Bennett believes this should be Israel’s official stance. “The Lebanese institutions, its infrastructure, airport, power stations, traffic junctions, Lebanese Army bases – they should all be legitimate targets if a war breaks out. That’s what we should already be saying to them and the world now. If Hezbollah fires missiles at the Israeli home front, this will mean sending Lebanon back to the Middle Ages,” he said. “Life in Lebanon today is not bad – certainly compared to what’s going on in Syria. Lebanon’s civilians, including the Shi’ite population, will understand that this is what lies in store for them if Hezbollah is entangling them for its own reasons, or even at the behest of Iran.”
At the same time, he notes that this is not necessarily the plan for a future war, but instead an attempt to avoid one: “If we declare and market this message aggressively enough now, we might be able to prevent the next war. After all, we have no intention of attacking Lebanon.”
According to Bennett, if war breaks out anyway, a massive attack on the civilian infrastructure – along with additional air and ground action by the IDF – will speed up international intervention and shorten the campaign. “That will lead them to stop it quickly – and we have an interest in the war being as short as possible,” he said. “I haven’t said these things publicly up until now. But it’s important that we convey the message and prepare to deal with the legal and diplomatic aspects. That is the best way to avoid a war.”
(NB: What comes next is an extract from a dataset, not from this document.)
PR #149, opened 2017-08-08
Implementation for file setLength (truncate file)

yin19941005:
Implementing the setLength function for file. When writing a large file, setLength before actual writing the file would improve the performance. Also can be used for truncating the files.

### DIFF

Bennett’s approach is not entirely new. In 2008, the head of the IDF Northern Command (and today IDF chief of staff), Gadi Eisenkot, presented the “Dahiya doctrine.” He spoke of massive damage to buildings in areas identified with Hezbollah – as was done on a smaller scale in Beirut’s Shi’ite Dahiya quarter during the 2006 war – as a means of deterring the organization and shortening the war.
That same year, Maj. Gen. (res.) Giora Eiland proposed striking at Lebanon’s state infrastructure. To this day, though, the approach has not been adopted as Israeli policy, open or covert. Bennett’s declaration reflects an attempt by a key member of the security cabinet (albeit Netanyahu’s declared political rival) to turn it into such policy.
The fact that Israel only tied with Hamas in Gaza in 2014 only convinced Bennett that he is right. There, too, Hamas finally agreed to a cease-fire after 50 days of fighting only after the Israel Air Force systematically destroyed the high-rise apartment buildings where senior Hamas officials lived.